# Confusing probability

this is the problem...
1. nine horses are entered in a horse race. If you "box" three horses (three are chosen and they can finish in any of the first 3 positions in the race), determine the probability that you will hold the winning ticket.
-->i tried this one... (3C1*3C2*3C3)/9C3 but my answer is 3/28, which is wrong, it should be 1/14
2. A drawer contains four red socks and five blue socks. Three socks are drawn one at a time and then put back before the next selection. Determine the probability that
i. exactly red socks are selected
--> i did this... [(4C2*5C3) + (4C1*5C4) + (4C0* 5C5)]/9C3 = 27/28, but it is wrong since the answer in the book is 304/729
ii. at least two red socks are selected
--> i dont get this one..

Tide
Homework Helper
There are 6 ways of holding the winning ticket and C(9,3) total ways of selecting any three horses for win, place and show.

For the Horse problem the answer is 3P3/9C3
(not sure if it is P cause in portugal we use A but in my calculator it says P it means the number of possible combinations of 3 horses in 3 different places where order counts (3!/(3-3)! = 3!)
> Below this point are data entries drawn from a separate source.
PR #690, opened 2018-01-14
fixed non selectable events on weekly view

jadczyk:
After some recent changes, events became unselectable on weekly view if not using drag and drop.

### DIFF
--- a/src/less/event.less
+++ b/src/less/event.less
@@ -6,6 +6,7 @@
   background-color: @event-bg;
   border-radius: @event-border-radius;
   color: @event-color;
+  pointer-events: all;
 
   &.rbc-selected {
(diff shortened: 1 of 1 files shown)


arecvlohe:
Hopefully this is all that needs to be changed. Need to have more testing around this.

jquense:
Let's get two contributor approvals for PRs please  :)

I'm not sure this the best fix. We really want the standard calendar to work without needing pointer-events css. If this is only needed for resizing then it should probably go in the addons style

arecvlohe:
@jquense My mistake! I will create a PR to fix this PR :)

tobiasandersen:
@arecvlohe @jquense is this considered resolved?

jquense:
Yup :thumbsup:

The second problem we can deal with it with binommial distribution:
being x the number of consecutive red socks u take, u have
n=3; p=4/9
if u want to know the porbability of getting 1 red sock:
p(x=1)=3C1*(4/9)^1*(5/9)^2=300/729

for at least 2 red socks
p(x>1)=p(x=2)+p(x=3)=3C2*(4/9)^2*(5/9)+3C3*(4/9)^3=304/729

Sorry, my previous solution on the socks problem is wrong. I'm rly sry but i was really sleepy. Binomial distribution doesn't apply cause each act of choosing a sock is not indepandent from the others (Choosing 1 sock makes the probability of the next sock different). I also don't get the first question: do u want the probability of how many red socks?